The Chip Industry Is In Trouble. Let’s See Why
Sep 19, 2022
For semiconductor producers, the months follow one another and appear to be the same.
There is a never-ending loop of bad news for these businesses, whose processors power practically everything of the modern stuff we use in our everyday lives, whether phones, laptops, PCs, video games, televisions, electrical gadgets, vehicles, and so on.
Microprocessors and graphics cards are also required by businesses in their day-to-day operations, whether for a data center or the cloud.
Fears of a harsh landing in the economy owing to aggressive interest rate rises by the Federal Reserve to combat inflation at its highest in 40 years have been a concern for Nvidia, Advanced Micro Devices, Intel, Micron, and Qualcomm for months.
What Is Going On With Stocks
As a result, the stock market performance of these companies since the beginning of September has been predictably terrible. Nvidia shares have declined by more than 13% since the end of August, while AMD shares have fallen by 9.2% since the end of August, despite having recovered strongly after the publication of second-quarter earnings. Over the same time frame, Intel shares declined 8.2%, Micron shares fell 5.1%, and Qualcomm shares fell 5.5%.

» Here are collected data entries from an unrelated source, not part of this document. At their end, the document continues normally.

Issue #566, opened 2022-09-29
Add nutrient input for "product as prepared"


monsieurtanuki:
### Why - Problem description
Same as #565, but for "product as prepared", we need to add those product fields:
* "nutrition_data_prepared" (either "on" or "")
* "nutrition_data_prepared_per" (either "100g" or "serving")

In addition to those 2 fields, we need to create ALL the corresponding nutrient fields (e.g. `energy-kcal_prepared_100g` and `energy-kcal_prepared_serving`).
We can either do it very stupidly (copy paste the "product as sold" fields), or very elegantly (e.g. instead of one packed `Nutriments` class, a `Product` would have 4 "light nutrient" objects - for "sold/100g", "sold/serving", "prepared/100g", "prepared/serving").
The way the JSON tool we use currently works and the fact that it would probably be a breaking change seem to discard the "elegant" approach. Too bad because later we should also deal with "imported" and "imported_prepared" values...

PR #570, opened 2022-10-04
feat: #566 - refactored Nutriments as Map with new Nutrient class

monsieurtanuki:
Deleted file:
* `Nutriments.g.dart`

New file:
* `Nutrient.dart`: Nutrient
* `PerSize.dart`: Used for nutrient values: for which size of the product?

Impacted files:
* `api_getProduct_test.dart`: refactored
* `api_getProductRaw_test.dart`: refactored
* `api_getRobotoff_test.dart`: unrelated test fix
* `api_saveProduct_test.dart`: refactored
* `api_searchProducts_test.dart`: unrelated test fix; refactored
* `Nutriments.dart`: heavy refactoring - now we use a simple Map, and most of the fields are deprecated
* `NutrimentsHelper.dart`: refactored
* `Product.dart`: removed `const`s that are now in `PerSize`

### What
- The whole idea is to refactor `Nutriments` as a `Map`, and not anymore as individual fields.
- This is the first step of a process; a next step would include nutrients for "as prepared" products.
- The code is hugely simplified, except for the _numerous_ deprecated field getters and setters.

### Part of 
- #566


lib/model/Nutrient.dart
```diff
@@ -0,0 +1,309 @@
...
+    Nutrient.erucicAcid: 'erucic-acid',
+    Nutrient.monounsaturatedFat: 'monounsaturated',
+    Nutrient.polyunsaturatedFat: 'polyunsaturated',
+    Nutrient.pantothenicAcid: 'pantothenic-acid',
+    Nutrient.omega3: 'omega-3-fat',
+    Nutrient.omega6: 'omega-6-fat',
+    Nutrient.transFat: 'trans-fat',
+  };
+
+  /// Default units for nutrients.
```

Investors are concerned that if the Fed continues to raise interest rates at such a rapid and considerable rate, it will precipitate a recession. In the event of a recession, people and companies will dramatically cut back on their expenditures. These arbitrations will mostly affect technical goods and service acquisitions. For example, a customer who is regular replacing phones on a regular basis will most likely postpone the next purchase in order to preserve money in the case of a severe hit due to economic uncertainty.

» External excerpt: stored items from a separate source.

PR #22814, opened 2025-01-09
bump(main/p7zip): 17.06

tqfx:
https://github.com/p7zip-project/p7zip/compare/v17.05...v17.06


Biswa96:
Upstream does not have any 17.06 release. Could you add `TERMUX_PKG_UPDATE_TAG_TYPE="newest-tag"` so that the auto update logic follows latest tag?

PR #22817, opened 2025-01-09
bump(main/golang): 1.23.4

okhex:


TomJo2000 (approved):
lgtm

TomJo2000:
Actually I'd like to sneak a couple fixup changes to the build script in here while we're at it.

The `# Use the ~ deb versioning construct in the future:` was made 9 years ago in reference to Go version `1.6` needing to be considered a higher version than `1.6rc1`.
We have since stopped shipping release candidates of Golang, so this comment no longer applies.

The `_MAJOR_VERSION` as a separate variable is also archaic and unused so that can just be put into the package version itself.
I'll push an amended commit to this branch shortly.

PR #22867, opened 2025-01-10
bump(x11/orca): 47.3

Biswa96:


Biswa96:
@robertkirkman I added your itstool workaround in orca. Does it looks ok?

robertkirkman:
Yes, this is basically what I meant as long as that is necessary, and also, since you used the variable `TERMUX_MESON_WHEEL_CROSSFILE` in this way, I followed your example and rewrote my PR to mimic your exact method. Below is a summary of the way I interpret this tradeoff:

Use of the variable `TERMUX_MESON_WHEEL_CROSSFILE`: 
- hypothetical upside: reduces the length of the package `build.sh` in lines of code 
  - (very slightly reducing time to read and maintain the code)
- hypothetical downside: results in the `termux_setup_meson()` function executing twice
  - (very slightly increasing build time)

Biswa96:
I just copy-pasted the similar steps from other build scripts.

```
$ rg -l TERMUX_MESON_WHEEL_CROSSFILE -g build.sh
x11-packages/orca/build.sh
packages/python-scipy/build.sh
packages/python-numpy/build.sh
packages/python-contourpy/build.sh
packages/matplotlib/build.sh
```

PR #22888, opened 2025-01-11
bump(x11/abiword): 3.0.6

tqfx:


Biswa96:
This needs pre-generated Abi-3.0.xml in gir directory. Could you add that please?

Biswa96:
I have tested the aarch64 build from CI artifact and it worked fine in my setup. See the screenshot below.

image

Thanks for the update.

And the latest inflation figures suggest that it is not abating, giving investors hope that the central bank will boost interest rates even more during its two-day monetary meeting on September 20-21.
Core consumer prices in the United States increased 0.6% last month, driven not just by rising rents but also by intensifying pressures across a wide variety of items and services. According to data from the Bureau of Labor Statistics, pressures in the world's largest economy have yet to peak.

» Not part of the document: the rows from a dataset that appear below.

Issue #21130, opened 2024-08-15
Some packages cannot be built 2: Electric boogaloo


TomJo2000:
> [!IMPORTANT]
> Build validation should be done without use of the "fast build" `-i`/`-I` flags!
> https://github.com/termux/termux-packages/blob/ed5c640b46197c5b1c36434938bfd68fcdba7536/build-package.sh#L417-L418
> e.g.
> ```bash
> ./scripts/run-docker.sh ./build-package.sh -f [package [, ...]]
> ```
> We want to verify that every package can be "bootstrapped" without the need for pre-compiled dependencies.

- Same deal as #20966 but tested against NDK 27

"Today's CPI report indicates that the United States has a major inflation problem," former Secretary Treasury Larry Summers tweeted. He is one observer who believes the Fed should accelerate its monetary tightening.
Nvidia - The Issues Don't End
The semiconductor industry is further hindered by the ongoing trade war between the United States and China. According to Reuters, the Biden administration is set to officially impose an export prohibition on powerful AI accelerators to China by AMD, Nvidia, and others. The export of Nvidia's A100 and H100 AI accelerators, as well as AMD's MI250X GPUs, was prohibited by the embargo, which was announced late last month. Nvidia has warned that this limitation might cost them $400 million in revenue in the following quarter.
The money earned by semiconductors supplied to the crypto business might also fall in the next months since Ethereum, the second most popular platform behind Bitcoin, will update its transaction validation method on September 15. The new transaction validation mechanism necessitates fewer computers, which necessitates fewer graphics cards and less sophisticated semiconductors.
This last issue is more special to Nvidia, whose sales of gaming processors are already being hampered by China's anti-Covid-19 lockdowns.
The World Semiconductor Trade Statistics, a non-profit organization that records shipments, has reduced its sales forecast for 2022 to a 13.9% increase from 16.3% before. Global semiconductor sales are now estimated to reach $633 billion in 2022. Sales will only grow by 4.6% in 2023.
However, industry sources think that the present dip is just transitory since AI and robotics will become increasingly important in the economy in the next few years.